What is needed:
Write out exactly what each line says, starting with the first line below and ending on the one with "We still have the problems.".
-------- Data --------
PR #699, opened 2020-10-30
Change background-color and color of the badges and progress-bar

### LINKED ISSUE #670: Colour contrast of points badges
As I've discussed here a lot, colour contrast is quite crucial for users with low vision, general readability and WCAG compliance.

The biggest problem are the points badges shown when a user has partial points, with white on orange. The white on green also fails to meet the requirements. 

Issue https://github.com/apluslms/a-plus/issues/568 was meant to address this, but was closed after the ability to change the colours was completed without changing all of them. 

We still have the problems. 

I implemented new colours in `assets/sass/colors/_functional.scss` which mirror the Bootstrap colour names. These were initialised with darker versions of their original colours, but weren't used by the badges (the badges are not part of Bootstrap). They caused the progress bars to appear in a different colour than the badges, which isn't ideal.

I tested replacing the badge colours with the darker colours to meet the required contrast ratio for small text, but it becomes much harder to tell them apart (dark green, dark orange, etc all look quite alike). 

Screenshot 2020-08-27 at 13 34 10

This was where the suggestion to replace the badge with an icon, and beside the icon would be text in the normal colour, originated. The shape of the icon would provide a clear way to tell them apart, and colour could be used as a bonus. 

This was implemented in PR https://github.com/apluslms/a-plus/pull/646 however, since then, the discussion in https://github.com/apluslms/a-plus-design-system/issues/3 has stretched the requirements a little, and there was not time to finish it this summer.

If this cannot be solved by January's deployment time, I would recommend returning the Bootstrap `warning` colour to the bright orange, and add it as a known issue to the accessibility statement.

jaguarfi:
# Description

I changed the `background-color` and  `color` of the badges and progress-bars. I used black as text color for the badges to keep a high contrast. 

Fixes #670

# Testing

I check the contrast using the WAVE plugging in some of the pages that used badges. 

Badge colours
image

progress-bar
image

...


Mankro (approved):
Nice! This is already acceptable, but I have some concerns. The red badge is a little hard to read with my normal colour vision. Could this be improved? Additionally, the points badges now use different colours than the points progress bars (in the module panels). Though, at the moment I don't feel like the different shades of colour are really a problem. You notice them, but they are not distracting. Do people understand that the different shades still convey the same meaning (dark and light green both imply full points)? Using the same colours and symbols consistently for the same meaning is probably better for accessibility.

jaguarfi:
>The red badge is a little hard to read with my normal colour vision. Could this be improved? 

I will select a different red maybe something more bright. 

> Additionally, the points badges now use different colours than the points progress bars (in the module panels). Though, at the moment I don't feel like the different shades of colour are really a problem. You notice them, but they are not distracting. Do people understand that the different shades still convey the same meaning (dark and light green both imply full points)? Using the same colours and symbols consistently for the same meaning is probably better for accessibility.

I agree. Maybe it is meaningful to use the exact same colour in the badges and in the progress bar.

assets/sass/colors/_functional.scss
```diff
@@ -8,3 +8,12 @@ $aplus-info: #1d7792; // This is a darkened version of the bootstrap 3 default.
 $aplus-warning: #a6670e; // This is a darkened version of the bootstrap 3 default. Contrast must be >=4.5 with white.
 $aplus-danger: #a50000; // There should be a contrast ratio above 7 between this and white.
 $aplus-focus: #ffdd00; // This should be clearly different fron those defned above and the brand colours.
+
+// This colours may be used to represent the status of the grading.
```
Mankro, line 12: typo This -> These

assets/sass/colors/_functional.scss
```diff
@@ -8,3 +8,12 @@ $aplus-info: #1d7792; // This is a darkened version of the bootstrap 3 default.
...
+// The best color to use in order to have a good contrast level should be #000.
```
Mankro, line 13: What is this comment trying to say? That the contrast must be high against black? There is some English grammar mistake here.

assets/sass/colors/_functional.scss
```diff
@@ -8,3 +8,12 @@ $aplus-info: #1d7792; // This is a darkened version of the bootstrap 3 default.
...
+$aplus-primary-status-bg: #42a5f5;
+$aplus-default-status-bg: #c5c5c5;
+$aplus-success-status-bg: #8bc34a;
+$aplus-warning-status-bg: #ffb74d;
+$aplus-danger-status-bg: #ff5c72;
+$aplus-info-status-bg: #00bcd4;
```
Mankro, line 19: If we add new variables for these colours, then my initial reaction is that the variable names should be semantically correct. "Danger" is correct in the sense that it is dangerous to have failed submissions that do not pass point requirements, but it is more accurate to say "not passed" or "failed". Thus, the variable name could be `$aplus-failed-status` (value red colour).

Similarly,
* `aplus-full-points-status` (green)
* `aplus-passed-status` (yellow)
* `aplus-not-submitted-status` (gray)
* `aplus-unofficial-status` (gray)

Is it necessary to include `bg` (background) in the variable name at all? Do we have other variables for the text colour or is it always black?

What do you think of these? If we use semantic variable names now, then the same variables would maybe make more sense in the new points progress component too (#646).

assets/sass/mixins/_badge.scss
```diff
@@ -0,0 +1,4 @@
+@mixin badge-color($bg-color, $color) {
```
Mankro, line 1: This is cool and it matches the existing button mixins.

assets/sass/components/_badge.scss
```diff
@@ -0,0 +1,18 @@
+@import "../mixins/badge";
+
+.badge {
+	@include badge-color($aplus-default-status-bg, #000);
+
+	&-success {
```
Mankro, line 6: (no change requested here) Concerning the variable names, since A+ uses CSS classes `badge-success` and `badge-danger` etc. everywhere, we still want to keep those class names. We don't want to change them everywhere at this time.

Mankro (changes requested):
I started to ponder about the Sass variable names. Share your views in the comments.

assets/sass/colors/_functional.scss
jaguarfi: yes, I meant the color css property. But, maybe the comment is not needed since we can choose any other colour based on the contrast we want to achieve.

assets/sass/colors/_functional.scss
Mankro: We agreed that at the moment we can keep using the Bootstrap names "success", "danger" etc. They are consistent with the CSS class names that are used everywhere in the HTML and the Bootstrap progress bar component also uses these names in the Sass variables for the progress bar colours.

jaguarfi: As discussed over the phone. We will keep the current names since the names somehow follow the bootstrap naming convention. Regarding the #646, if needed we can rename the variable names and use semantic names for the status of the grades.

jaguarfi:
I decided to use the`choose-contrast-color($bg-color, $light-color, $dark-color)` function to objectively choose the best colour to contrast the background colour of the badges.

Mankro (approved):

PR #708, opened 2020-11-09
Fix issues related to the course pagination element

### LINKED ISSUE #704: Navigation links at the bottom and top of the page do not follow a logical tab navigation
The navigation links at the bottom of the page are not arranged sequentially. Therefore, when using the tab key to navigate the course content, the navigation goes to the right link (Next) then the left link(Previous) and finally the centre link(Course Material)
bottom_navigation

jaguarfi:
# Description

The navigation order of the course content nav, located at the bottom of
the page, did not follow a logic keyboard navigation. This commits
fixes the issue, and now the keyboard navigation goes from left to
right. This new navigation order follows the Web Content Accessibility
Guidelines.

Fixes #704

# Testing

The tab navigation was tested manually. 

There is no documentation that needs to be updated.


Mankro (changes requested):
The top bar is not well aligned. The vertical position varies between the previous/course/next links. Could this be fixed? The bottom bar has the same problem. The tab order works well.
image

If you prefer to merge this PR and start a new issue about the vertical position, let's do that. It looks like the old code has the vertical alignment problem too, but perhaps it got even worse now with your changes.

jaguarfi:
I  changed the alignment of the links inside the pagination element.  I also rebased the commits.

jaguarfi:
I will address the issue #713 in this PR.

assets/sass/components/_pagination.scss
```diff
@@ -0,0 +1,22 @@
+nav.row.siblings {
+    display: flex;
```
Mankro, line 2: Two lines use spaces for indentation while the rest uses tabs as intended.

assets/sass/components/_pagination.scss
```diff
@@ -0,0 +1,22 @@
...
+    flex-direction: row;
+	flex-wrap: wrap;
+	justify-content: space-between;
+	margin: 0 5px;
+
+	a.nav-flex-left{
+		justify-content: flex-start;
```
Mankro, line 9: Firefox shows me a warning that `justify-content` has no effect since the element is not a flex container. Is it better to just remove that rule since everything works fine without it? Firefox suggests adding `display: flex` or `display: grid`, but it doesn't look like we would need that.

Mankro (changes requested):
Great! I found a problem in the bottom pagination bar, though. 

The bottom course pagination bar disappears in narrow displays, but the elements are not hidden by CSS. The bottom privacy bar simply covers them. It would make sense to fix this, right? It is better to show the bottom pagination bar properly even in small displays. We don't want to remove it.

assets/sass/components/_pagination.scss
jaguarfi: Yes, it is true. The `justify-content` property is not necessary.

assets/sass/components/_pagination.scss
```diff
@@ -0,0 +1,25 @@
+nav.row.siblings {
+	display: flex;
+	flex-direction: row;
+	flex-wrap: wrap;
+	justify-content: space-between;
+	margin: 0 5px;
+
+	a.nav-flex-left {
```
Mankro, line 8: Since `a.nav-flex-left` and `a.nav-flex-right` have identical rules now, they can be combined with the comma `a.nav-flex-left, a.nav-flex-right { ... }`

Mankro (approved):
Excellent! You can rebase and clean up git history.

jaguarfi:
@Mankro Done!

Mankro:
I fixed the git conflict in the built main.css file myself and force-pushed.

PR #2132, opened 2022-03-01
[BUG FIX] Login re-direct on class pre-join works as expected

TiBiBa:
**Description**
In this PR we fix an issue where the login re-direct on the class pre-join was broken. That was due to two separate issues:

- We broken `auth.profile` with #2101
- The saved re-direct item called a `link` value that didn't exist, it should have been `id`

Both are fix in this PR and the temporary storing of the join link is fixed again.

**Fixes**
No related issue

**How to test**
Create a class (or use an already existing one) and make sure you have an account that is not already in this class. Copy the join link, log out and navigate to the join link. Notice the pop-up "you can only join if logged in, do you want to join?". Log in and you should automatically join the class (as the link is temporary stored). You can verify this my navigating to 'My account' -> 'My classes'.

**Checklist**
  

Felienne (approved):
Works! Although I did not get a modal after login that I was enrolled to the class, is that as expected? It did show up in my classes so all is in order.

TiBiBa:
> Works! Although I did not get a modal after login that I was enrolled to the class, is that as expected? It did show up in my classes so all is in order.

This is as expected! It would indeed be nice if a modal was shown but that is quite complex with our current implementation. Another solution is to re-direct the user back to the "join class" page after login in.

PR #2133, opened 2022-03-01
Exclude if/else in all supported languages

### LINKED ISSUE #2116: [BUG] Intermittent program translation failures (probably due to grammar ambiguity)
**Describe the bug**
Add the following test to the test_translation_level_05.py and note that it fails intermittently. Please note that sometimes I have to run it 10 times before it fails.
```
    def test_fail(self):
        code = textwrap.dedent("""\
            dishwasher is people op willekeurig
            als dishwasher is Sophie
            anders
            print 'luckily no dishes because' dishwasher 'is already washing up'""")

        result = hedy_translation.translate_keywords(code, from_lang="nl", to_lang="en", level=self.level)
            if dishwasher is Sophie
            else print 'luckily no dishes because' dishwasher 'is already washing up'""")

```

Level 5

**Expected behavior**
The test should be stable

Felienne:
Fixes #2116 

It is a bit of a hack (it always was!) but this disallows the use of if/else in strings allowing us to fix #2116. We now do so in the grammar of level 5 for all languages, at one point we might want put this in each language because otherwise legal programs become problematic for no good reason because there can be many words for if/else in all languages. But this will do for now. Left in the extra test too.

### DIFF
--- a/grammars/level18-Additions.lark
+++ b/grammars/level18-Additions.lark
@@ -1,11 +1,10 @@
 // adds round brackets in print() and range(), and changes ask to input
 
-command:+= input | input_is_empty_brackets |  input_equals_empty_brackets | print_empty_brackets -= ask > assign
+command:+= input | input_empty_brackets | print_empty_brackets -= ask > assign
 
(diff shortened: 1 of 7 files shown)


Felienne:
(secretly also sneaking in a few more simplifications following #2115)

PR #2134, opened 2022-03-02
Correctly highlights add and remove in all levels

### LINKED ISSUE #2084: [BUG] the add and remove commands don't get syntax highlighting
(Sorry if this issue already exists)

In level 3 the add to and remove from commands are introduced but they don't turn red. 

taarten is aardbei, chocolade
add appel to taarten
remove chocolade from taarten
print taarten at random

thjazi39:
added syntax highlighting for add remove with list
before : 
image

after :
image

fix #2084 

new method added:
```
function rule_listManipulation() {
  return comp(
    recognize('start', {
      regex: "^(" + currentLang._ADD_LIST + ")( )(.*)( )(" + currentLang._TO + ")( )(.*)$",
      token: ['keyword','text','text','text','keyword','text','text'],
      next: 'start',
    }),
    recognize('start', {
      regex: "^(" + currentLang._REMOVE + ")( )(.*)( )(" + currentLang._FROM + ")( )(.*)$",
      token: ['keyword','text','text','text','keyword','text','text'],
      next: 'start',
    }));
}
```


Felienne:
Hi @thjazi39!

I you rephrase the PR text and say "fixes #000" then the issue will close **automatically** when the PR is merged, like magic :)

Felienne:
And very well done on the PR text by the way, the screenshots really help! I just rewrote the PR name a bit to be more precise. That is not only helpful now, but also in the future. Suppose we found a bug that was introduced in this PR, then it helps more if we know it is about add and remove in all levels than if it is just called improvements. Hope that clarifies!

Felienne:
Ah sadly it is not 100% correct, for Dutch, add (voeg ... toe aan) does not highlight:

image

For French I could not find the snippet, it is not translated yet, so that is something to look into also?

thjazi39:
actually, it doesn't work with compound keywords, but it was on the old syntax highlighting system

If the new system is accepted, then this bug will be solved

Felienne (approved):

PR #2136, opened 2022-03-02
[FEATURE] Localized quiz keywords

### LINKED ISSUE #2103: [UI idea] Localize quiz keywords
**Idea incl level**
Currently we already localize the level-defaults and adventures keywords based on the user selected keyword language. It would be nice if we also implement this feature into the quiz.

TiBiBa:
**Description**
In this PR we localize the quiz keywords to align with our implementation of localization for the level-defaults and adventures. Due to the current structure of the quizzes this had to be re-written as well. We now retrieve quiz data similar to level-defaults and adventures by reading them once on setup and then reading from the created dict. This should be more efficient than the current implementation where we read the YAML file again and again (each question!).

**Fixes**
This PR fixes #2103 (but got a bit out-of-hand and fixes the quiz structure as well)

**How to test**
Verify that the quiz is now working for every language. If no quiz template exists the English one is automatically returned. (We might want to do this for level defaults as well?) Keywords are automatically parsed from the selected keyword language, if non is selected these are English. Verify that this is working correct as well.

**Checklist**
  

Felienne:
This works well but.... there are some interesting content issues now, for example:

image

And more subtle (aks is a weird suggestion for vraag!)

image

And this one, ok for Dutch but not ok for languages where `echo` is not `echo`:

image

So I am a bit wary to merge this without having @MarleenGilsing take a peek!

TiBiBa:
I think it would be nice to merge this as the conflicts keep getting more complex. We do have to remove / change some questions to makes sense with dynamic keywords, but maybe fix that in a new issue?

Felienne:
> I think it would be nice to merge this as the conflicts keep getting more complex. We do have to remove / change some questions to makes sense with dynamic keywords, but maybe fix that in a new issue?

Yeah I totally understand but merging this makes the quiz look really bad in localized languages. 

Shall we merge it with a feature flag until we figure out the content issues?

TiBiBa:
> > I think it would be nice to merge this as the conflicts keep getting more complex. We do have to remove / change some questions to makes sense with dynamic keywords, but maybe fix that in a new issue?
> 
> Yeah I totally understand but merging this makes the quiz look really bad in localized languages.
--------
Answer to this task:
PR #699, opened 2020-10-30
Change background-color and color of the badges and progress-bar

### LINKED ISSUE #670: Colour contrast of points badges
As I've discussed here a lot, colour contrast is quite crucial for users with low vision, general readability and WCAG compliance.

The biggest problem are the points badges shown when a user has partial points, with white on orange. The white on green also fails to meet the requirements. 

Issue https://github.com/apluslms/a-plus/issues/568 was meant to address this, but was closed after the ability to change the colours was completed without changing all of them. 

We still have the problems. 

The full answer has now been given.